Best of
lMovie Review
"Shadow of the Vampire"
By Mira Harber
     Here's the question - is Max Schreck (Oscar nominated Willem Dafoe) an incredibly inspired, totally immersed in the character actor, OR is he a real vampire, acting the part of a vampire on film in order to capture his incredible essence on film for all eternity? 
     Based on true characters, Shadow of the Vampire is at turns hilarious, interesting in the best sense of the word, and totally creepy.
     The great German film director F.W. Murnau (John Malkovich) made Nosferatu, his Dracula adaptation, in 1932. Questions have always surrounded the film - questions about the director, questions about the identity of the mysterious actor playing Nosferatu, questions which remained unanswered. 
    Shadow of the Vampire has a fantastic premise. What if the main character were really what he seems, and not acting at all? What if, in return for immortality on screen, and a few of his fellow actors as dinner, he virtually played himself on-screen?

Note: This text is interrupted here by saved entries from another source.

PR #2631, opened 2023-05-15
Use separate codebase for aggregation `$project` and query `projection`

### LINKED ISSUE #2430: Support dot notation in query projections
### What should be done?

We should add support for dot notation in query projections.

See relevant test cases with this issue number.

The tricky part is that we have to create an empty document when the given path could not be reached.

```js
db.projections.insertMany([
 {
    a: { b: { c: { d: 123 }, e: 13 }, f: 14 },
    g: 15
  },
  {
    a: { b: { c: [ 1, 2 ], e: 13 }, f: 14 },
    g: 15
  },
  {
    a: { b: 12 }
  },
  {
    a: { b: { c: 12 } } 
  }
]);


db.projections.find({}, {'_id': 0,'a.b.c.d': 0})
[
  { a: { b: { c: {}, e: 13 }, f: 14 }, g: 15 },
  {
    a: { b: { c: [ 1, 2 ], e: 13 }, f: 14 },
    g: 15
  },
  { a: { b: 12 } },
  { a: { b: { c: 12 } } }
]


 db.projections.find({}, {'_id': 0,'a.b.c.d': 1})
[
  {
    a: { b: { c: { d: 123 } } }
  },
  { a: { b: { c: [] } } },
  { a: {} },
  { a: { b: {} } }
]

db.projections.find({}, {'_id': 0,'a.b.c': 0})
[
  { a: { b: { e: 13 }, f: 14 }, g: 15 },
  { a: { b: { e: 13 }, f: 14 }, g: 15 },
  { a: { b: 12 } },
  { a: { b: {} } }
]


db.projections.find({}, {'_id': 0,'a.b.c': 1})
[
  {
    a: { b: { c: { d: 123 } } }
  },
  {
    a: { b: { c: [ 1, 2 ] } }
  },
  { a: {} },
  { a: { b: { c: 12 } } }
]

```

### Where?

internal/handlers/common/projection.go

### Definition of Done

- all handlers updated;
- unit tests added/updated;
- spot refactorings done;
- user documentation updated;
- something else?

chilagrow:
# Description

Closes #2430.

`project` in aggregation and `projection` in query is different. We do not use common code.

## Readiness checklist

### DIFF
--- a/internal/handlers/common/aggregations/projection.go
+++ b/internal/handlers/common/aggregations/projection.go
@@ -1,0 +1,482 @@
+// Copyright 2021 FerretDB Inc.
+//
+// Licensed under the Apache License, Version 2.0 (the "License");
+// you may not use this file except in compliance with the License.
+// You may obtain a copy of the License at
+//
+//     http://www.apache.org/licenses/LICENSE-2.0
+//
+// Unless required by applicable law or agreed to in writing, software
+// distributed under the License is distributed on an "AS IS" BASIS,
+// WITHOUT WARRANTIES OR CONDITIONS OF ANY KIND, either express or implied.
+// See the License for the specific language governing permissions and
+// limitations under the License.
+
+package aggregations
+
+import (
+	"errors"
+	"fmt"
+	"strings"
+	"time"
+
+	"github.com/FerretDB/FerretDB/internal/handlers/commonerrors"
+	"github.com/FerretDB/FerretDB/internal/types"
+	"github.com/FerretDB/FerretDB/internal/util/iterator"
+	"github.com/FerretDB/FerretDB/internal/util/lazyerrors"
+	"github.com/FerretDB/FerretDB/internal/util/must"
+)
+
+var errProjectionEmpty = errors.New("projection is empty")
+
+// ValidateProjection check projection document.
+// Document fields could be either included or excluded but not both.
+// Exception is for the _id field that could be included or excluded.
+func ValidateProjection(projection *types.Document) (*types.Document, bool, error) {
+	validated := types.MakeDocument(0)
+
+	if projection.Len() == 0 {
+		return nil, false, errProjectionEmpty
+	}
+
+	var projectionVal *bool
+
+	iter := projection.Iterator()
+	defer iter.Close()
+
+	for {
+		key, value, err := iter.Next()
+		if errors.Is(err, iterator.ErrIteratorDone) {
+			break
+		}
+
+		if err != nil {
+			return nil, false, lazyerrors.Error(err)
+		}
+
+		if strings.Contains(key, "$") {
+			return nil, false, commonerrors.NewCommandErrorMsg(
+				commonerrors.ErrNotImplemented,
+				fmt.Sprintf("projection operator $ is not supported in %s", key),
+			)
+		}
+
+		var result bool
+
+		switch value := value.(type) {
+		case *types.Document:
+			return nil, false, commonerrors.NewCommandErrorMsg(
+				commonerrors.ErrNotImplemented,
+				fmt.Sprintf("projection expression %s is not supported", types.FormatAnyValue(value)),
+			)
+		case *types.Array, string, types.Binary, types.ObjectID,
+			time.Time, types.NullType, types.Regex, types.Timestamp: // all this types are treated as new fields value
+			result = true
+
+			validated.Set(key, value)
+		case float64, int32, int64:
+			// projection treats 0 as false and any other value as true
+			comparison := types.Compare(value, int32(0))
+
+			if comparison != types.Equal {
+				result = true
+			}
+
+			// set the value with boolean result to omit type assertion when we will apply projection
+			validated.Set(key, result)
+		case bool:
+			result = value
+
+			// set the value with boolean result to omit type assertion when we will apply projection
+			validated.Set(key, result)
+		default:
+			return nil, false, lazyerrors.Errorf("unsupported operation %s %value (%T)", key, value, value)
+		}
+
+		if projection.Len() == 1 && key == "_id" {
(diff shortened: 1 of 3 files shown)


w84thesun (approved):
LGTM!

internal/handlers/common/aggregations/projection.go
```diff
@@ -0,0 +1,482 @@
...
+	"github.com/FerretDB/FerretDB/internal/util/lazyerrors"
+	"github.com/FerretDB/FerretDB/internal/util/must"
+)
+
+var errProjectionEmpty = errors.New("projection is empty")
+
+// ValidateProjection check projection document.
+// Document fields could be either included or excluded but not both.
+// Exception is for the _id field that could be included or excluded.
+func ValidateProjection(projection *types.Document) (*types.Document, bool, error) {
```
rumyantseva, line 35: Let's describe possible errors and when they can be returned

internal/handlers/common/aggregations/projection_iterator.go
```diff
@@ -0,0 +1,83 @@
...
+
+// ProjectionIterator returns an iterator that projects documents returned by the underlying iterator.
+// It will be added to the given closer.
+//
+// Next method returns the next projected document.
+//
+// Close method closes the underlying iterator.
+func ProjectionIterator(iter types.DocumentsIterator, closer *iterator.MultiCloser, projection *types.Document) (types.DocumentsIterator, error) { //nolint:lll // for readability
+	projectionValidated, inclusion, err := ValidateProjection(projection)
+	if errors.Is(err, errProjectionEmpty) {
```
rumyantseva, line 33: Minor comment: we use `switch-case` in other place likes this -- smth like

```switch {
case err == nil:
// ...
case errors.Is(...)
//
default:
// lazyerror
}
```

I suggest we follow the same approach everywhere, so the code looks more consistent and it's easier to read it.

internal/handlers/common/aggregations/projection.go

Willem Dafoe as the vampire, is absolutely unrecognizable in this Oscar nominated role. (the film received an additional Oscar nomination is for best make-up). He gives deliciously creepy, disgusting and inadvertently hilarious a new meaning. The unfortunate part is, once he's established this character, there's really nowhere for him to go with it - no character development here - just great make-up, long fingernails, hissing, and raised eyebrows.

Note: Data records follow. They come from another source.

PR #2634, opened 2023-05-15
Refactor `gitBinaryMaskParam` function

### LINKED ISSUE #2465: Refactor how we process handlers params

w84thesun:
# Description

Closes #2465.

## Readiness checklist


internal/handlers/common/params.go
```diff
@@ -186,7 +204,14 @@ func GetSkipStageParam(value any) (int64, error) {
 
 // getBinaryMaskParam matches value type, returning bit mask and error if match failed.
 // Possible values are: position array ([1,3,5] == 010101), whole number value and types.Binary value.
-func getBinaryMaskParam(mask any) (uint64, error) {
+//
+// Returned errors:
+//   - ErrBadValue if positional argument is not a number;
```
chilagrow, line 209:
```suggestion
//   - ErrBadValue if positional argument is not int32;
```

internal/handlers/common/params.go
```diff
@@ -186,7 +204,14 @@ func GetSkipStageParam(value any) (int64, error) {
...
+//   - ErrBadValue if positional argument is negative;
+//   - ErrBadValue if bitmask argument is not a whole number;
```
chilagrow, line 211:
```suggestion
```
I think we are not returning `ErrBadValue` for non-whole number. We return `ErrFailedToParse`

chilagrow (commented):
Great doc :muscle:

Just a couple of minor comments :hugs:

internal/handlers/common/params.go
```diff
@@ -26,8 +26,11 @@ import (
...
 
-// GetRequiredParam returns doc's value for key
-// or protocol error for missing key or invalid type.
+// GetRequiredParam returns doc's value for key.
+//
+// Returned errors:
+//   - ErrBadValue if the document value is missing;
+//   - ErrBadValue if the document value is not of the expected type.
 func GetRequiredParam[T types.Type](doc *types.Document, key string) (T, error) {
 	var zero T
```
AlekSi, line 35: `defer contract.EnsureError(err, ErrBadValue)`

internal/handlers/common/params.go
w84thesun: Fixed. It could be `[int, long, double]`.

internal/handlers/common/params.go
w84thesun: Removed that line.

internal/handlers/commonparams/params.go
```diff
@@ -76,8 +72,11 @@ func GetWholeNumberParam(value any) (int64, error) {
 
 // getWholeParamStrict validates the given value for find and count commands.
 //
-// If the value is valid, it returns its int64 representation,
-// otherwise it returns a command error with the given command being mentioned.
+// # If the value is valid, it returns its int64 representation
+//
+// Command errors:
+//   - ErrTypeMismatch if the value is not of types [int, long, double, null];
```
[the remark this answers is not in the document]
w84thesun: It return ErrTypeMismatch if the value is `[int, long, double, null]`, so it seems to be correct statement 😄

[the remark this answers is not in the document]
chilagrow: Just want to double check that I'm not misleading this :eyes:  
https://github.com/FerretDB/FerretDB/blob/9c440cc2d533508e619528cd1d605d5079daad7e/internal/handlers/commonparams/params.go#L84-L87

internal/handlers/common/params.go
w84thesun: It seems that I have to specify that it's not "errors" but error types. We can check that those errors have `CommandError` type but there is no way to check the error code now. We could possibly extend the `contract` package with `EnsureCommandError` and `EnsureWriteError`. What do you think?

AlekSi: That's what I tried to do – and that's surprisingly not easy.

Let's only update documentation for now. `ErrBadValue` is not an error and also not a error type

rumyantseva (approved):

internal/handlers/common/params.go
chilagrow: I like this. I think this is the practice we can expand for new code bases :hugs:

chilagrow (approved):

AlekSi:
On hold until after 1.2.0 release

rumyantseva (approved):
LGTM!

PR #30, opened 2023-05-03
Improve model description support

diegoferigo:
- Jaxsim can now load both SDF and URDF through `rod`. URDF support depends on the system availability of either Gazebo Classic or Gazebo Sim used for the conversion.
- The kinematic tree of the parsed SDF and URDF description is automatically converted to use poses compatible with the URDF format (i.e. having all links directly attached to their parent joint). This is the only supported format in URDF. SDF models not compatible are not currently supported. This is necessary since jaxsim assumes URDF compatibility when it builds a physics model.

cc @fl-ferr


traversaro (approved):

diegoferigo:
@fl-ferr I added also you as reviewer, can you please check that this works in your case even without the need of manually switching the frame convention to Urdf? Now it is done internally.

fl-ferr (approved):

fl-ferr (approved):

PR #34, opened 2023-06-09
Rewrite soft-contacts algorithm

diegoferigo:
- For maintainability purpose, the algorithm has been rewritten to operate on an individual point, and then applied model-wise through `jax.vmap`
- The computation of the position and velocities of the collidable points now does not longer use removed `jax.experimental` resources

The theory of the contact model can be found in [diegoferigo/phd-thesis](https://github.com/diegoferigo/phd-thesis):
- Formulation in Section 7.3
- Algorithm in Section 8.1.8


diegoferigo:
cc @fl-ferr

     John Malkovich as the film's director, gives everything to his art, and if that includes a few actors along the way, so be it. He claims everyone on the crew is necessary, but when the head cameraman becomes 'indisposed' due to a few nibbles from the Vampire, Malkovich says "Why him? Couldn't it have been the script girl?"
     I wouldn't say Shadow of the Vampire is funny, ha-ha, rather it is  thought provoking and visually entertaining. If you want to see a film more a little different, check this one out.